Saved entries

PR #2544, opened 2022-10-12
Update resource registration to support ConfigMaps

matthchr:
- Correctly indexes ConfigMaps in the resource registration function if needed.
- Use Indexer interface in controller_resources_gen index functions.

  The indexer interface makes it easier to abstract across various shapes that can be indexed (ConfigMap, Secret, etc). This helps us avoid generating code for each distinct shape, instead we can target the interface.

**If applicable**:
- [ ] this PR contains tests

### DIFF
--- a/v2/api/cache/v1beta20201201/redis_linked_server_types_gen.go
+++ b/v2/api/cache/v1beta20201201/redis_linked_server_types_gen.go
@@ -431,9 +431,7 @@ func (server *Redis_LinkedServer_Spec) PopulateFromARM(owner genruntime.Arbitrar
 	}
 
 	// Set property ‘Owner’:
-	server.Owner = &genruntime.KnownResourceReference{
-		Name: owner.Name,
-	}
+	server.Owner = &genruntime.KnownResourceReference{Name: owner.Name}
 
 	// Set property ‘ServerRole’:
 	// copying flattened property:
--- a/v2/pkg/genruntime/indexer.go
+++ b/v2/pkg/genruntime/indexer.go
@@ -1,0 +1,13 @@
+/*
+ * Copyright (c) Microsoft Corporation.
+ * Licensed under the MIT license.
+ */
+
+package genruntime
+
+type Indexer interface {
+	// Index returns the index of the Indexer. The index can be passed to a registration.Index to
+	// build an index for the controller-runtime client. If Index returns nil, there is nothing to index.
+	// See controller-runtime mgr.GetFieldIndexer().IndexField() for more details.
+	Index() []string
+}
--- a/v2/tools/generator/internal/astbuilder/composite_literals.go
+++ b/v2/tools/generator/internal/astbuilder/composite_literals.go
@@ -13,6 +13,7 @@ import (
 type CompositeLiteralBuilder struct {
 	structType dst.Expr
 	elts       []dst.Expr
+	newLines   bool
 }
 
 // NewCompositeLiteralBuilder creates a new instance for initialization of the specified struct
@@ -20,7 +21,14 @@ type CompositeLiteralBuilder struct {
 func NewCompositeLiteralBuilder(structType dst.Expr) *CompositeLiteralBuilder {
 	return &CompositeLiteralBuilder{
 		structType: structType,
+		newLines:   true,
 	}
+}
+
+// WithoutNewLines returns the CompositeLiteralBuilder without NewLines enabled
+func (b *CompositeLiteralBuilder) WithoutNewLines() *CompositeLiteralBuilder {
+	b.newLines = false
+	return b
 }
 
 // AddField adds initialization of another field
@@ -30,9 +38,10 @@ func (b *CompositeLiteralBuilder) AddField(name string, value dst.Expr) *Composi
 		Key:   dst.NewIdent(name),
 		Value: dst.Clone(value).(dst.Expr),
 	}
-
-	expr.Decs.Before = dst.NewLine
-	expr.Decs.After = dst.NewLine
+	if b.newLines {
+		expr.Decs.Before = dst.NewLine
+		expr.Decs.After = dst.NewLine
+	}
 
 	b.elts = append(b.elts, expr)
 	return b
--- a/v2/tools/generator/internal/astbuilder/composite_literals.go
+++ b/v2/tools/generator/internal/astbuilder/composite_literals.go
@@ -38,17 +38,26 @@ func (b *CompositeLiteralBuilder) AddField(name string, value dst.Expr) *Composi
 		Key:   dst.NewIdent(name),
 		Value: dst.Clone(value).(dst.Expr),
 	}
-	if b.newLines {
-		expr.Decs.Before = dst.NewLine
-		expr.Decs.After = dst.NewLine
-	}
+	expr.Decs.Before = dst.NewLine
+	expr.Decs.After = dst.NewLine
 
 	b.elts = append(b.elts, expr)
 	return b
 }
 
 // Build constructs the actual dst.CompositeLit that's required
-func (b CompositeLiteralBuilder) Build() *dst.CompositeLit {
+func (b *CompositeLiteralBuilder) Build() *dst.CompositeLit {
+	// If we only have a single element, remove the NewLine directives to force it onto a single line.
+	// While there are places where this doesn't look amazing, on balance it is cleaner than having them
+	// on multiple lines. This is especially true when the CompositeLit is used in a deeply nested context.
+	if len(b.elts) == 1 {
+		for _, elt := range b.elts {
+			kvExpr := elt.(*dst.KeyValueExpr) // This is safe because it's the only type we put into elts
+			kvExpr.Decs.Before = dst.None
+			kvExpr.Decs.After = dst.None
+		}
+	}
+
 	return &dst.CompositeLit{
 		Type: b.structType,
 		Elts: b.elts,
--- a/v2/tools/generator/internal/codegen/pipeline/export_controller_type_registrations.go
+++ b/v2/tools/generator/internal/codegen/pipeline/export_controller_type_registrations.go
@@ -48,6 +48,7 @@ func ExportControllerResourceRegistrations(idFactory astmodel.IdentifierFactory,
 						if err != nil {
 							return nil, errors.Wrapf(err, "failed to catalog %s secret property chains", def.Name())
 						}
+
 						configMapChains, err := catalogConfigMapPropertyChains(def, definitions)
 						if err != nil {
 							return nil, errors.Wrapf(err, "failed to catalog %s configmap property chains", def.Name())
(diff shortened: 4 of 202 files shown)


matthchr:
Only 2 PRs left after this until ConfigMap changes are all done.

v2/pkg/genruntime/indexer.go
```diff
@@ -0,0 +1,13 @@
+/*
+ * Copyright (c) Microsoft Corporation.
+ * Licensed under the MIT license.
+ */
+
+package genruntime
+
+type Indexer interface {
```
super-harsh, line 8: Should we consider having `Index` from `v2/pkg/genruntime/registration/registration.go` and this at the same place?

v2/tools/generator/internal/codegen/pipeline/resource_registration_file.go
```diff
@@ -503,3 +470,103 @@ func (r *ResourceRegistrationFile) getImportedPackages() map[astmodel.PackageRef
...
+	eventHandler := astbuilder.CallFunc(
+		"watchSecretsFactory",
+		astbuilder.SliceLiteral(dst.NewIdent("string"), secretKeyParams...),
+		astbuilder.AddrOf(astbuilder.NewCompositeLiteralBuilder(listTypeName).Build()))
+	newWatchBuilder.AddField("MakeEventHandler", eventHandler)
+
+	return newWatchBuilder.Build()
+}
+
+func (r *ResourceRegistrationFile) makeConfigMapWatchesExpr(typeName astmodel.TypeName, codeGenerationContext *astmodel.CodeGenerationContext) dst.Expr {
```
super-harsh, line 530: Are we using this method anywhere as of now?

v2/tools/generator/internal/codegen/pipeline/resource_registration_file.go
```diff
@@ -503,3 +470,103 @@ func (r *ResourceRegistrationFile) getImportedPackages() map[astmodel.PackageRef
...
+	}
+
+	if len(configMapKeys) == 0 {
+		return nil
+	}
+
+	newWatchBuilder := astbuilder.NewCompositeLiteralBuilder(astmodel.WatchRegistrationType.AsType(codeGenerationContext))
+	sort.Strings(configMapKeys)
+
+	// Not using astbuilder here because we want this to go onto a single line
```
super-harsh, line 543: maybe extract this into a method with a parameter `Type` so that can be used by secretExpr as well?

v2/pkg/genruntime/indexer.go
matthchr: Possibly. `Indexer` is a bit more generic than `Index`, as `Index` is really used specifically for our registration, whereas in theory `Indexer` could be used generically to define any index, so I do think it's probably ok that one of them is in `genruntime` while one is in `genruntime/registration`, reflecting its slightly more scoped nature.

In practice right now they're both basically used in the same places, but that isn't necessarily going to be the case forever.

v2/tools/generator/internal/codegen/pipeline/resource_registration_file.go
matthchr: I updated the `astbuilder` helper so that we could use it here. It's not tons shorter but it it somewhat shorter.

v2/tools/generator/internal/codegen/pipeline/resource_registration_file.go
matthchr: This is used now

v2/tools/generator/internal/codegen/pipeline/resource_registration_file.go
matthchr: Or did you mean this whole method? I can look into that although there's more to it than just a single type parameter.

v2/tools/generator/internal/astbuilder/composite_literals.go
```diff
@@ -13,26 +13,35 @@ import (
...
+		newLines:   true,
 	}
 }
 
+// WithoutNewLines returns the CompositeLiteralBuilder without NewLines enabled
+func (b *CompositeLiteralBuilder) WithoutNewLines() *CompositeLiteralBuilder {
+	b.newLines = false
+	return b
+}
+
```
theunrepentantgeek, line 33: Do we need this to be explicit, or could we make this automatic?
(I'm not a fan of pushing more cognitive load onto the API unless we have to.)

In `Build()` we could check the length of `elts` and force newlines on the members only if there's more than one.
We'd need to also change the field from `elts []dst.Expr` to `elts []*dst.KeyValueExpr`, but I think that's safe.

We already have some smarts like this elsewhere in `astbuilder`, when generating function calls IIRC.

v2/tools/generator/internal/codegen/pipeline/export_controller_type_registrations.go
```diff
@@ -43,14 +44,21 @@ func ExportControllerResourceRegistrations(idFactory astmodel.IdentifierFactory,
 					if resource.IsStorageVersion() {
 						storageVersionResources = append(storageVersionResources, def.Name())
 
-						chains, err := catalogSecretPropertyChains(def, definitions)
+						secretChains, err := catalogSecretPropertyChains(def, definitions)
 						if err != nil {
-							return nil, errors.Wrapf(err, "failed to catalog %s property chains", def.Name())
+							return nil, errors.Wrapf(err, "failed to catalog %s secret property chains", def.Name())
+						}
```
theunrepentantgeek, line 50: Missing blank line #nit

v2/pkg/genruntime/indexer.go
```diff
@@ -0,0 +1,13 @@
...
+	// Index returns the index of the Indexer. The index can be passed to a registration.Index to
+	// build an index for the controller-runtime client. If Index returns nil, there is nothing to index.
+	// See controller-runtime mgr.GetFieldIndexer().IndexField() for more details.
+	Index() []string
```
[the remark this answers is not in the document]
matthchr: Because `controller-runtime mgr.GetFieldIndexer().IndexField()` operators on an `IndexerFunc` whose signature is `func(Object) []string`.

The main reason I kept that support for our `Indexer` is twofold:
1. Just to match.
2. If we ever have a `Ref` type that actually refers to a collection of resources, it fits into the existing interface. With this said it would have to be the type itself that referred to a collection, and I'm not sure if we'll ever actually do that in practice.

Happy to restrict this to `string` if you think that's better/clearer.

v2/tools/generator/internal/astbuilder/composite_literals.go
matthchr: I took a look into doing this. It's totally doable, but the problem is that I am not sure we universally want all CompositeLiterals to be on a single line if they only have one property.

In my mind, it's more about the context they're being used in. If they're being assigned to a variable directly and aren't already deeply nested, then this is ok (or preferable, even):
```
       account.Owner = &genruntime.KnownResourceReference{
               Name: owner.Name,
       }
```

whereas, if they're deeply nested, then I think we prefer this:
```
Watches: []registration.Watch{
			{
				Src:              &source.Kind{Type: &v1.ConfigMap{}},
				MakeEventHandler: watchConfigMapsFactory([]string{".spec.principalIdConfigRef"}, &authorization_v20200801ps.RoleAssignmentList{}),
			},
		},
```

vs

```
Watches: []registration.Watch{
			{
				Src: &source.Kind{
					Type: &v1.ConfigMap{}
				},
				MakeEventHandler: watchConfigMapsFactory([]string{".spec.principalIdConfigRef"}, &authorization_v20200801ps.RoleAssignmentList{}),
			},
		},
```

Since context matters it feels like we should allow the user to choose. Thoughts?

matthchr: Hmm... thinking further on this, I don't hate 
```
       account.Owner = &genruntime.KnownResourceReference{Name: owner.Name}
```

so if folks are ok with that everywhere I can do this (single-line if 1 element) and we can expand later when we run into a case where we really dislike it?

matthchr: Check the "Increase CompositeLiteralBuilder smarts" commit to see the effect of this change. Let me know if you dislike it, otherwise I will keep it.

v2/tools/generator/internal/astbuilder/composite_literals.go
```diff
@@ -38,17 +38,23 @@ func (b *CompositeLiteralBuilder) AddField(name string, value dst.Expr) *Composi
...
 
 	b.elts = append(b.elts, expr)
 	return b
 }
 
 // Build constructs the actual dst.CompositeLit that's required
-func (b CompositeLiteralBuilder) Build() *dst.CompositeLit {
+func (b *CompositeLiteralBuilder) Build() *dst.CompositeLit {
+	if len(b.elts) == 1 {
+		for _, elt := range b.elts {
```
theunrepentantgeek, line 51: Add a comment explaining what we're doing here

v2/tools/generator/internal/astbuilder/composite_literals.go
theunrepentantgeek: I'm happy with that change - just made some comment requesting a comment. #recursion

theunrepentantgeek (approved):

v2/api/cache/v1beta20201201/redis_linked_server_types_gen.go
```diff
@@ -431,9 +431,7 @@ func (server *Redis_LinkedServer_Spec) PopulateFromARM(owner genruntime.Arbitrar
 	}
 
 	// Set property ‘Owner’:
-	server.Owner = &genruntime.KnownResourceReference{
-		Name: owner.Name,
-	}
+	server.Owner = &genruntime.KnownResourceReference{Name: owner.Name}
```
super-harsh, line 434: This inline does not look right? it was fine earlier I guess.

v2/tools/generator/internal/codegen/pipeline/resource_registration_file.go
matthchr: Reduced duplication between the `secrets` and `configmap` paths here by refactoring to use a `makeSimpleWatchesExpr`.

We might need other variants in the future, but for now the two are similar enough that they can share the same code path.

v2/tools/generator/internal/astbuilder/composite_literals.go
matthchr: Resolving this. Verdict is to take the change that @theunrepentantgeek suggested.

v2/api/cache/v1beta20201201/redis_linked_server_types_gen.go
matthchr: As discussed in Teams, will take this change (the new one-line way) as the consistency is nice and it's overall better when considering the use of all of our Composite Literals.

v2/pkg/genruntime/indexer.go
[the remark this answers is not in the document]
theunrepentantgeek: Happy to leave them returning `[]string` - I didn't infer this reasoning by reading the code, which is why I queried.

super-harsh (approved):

AIM OF THE EXERCISE: Every line that holds the string "idFactory" must be copied from the records above.

SOLUTION BELOW:
@@ -48,6 +48,7 @@ func ExportControllerResourceRegistrations(idFactory astmodel.IdentifierFactory,
@@ -43,14 +44,21 @@ func ExportControllerResourceRegistrations(idFactory astmodel.IdentifierFactory,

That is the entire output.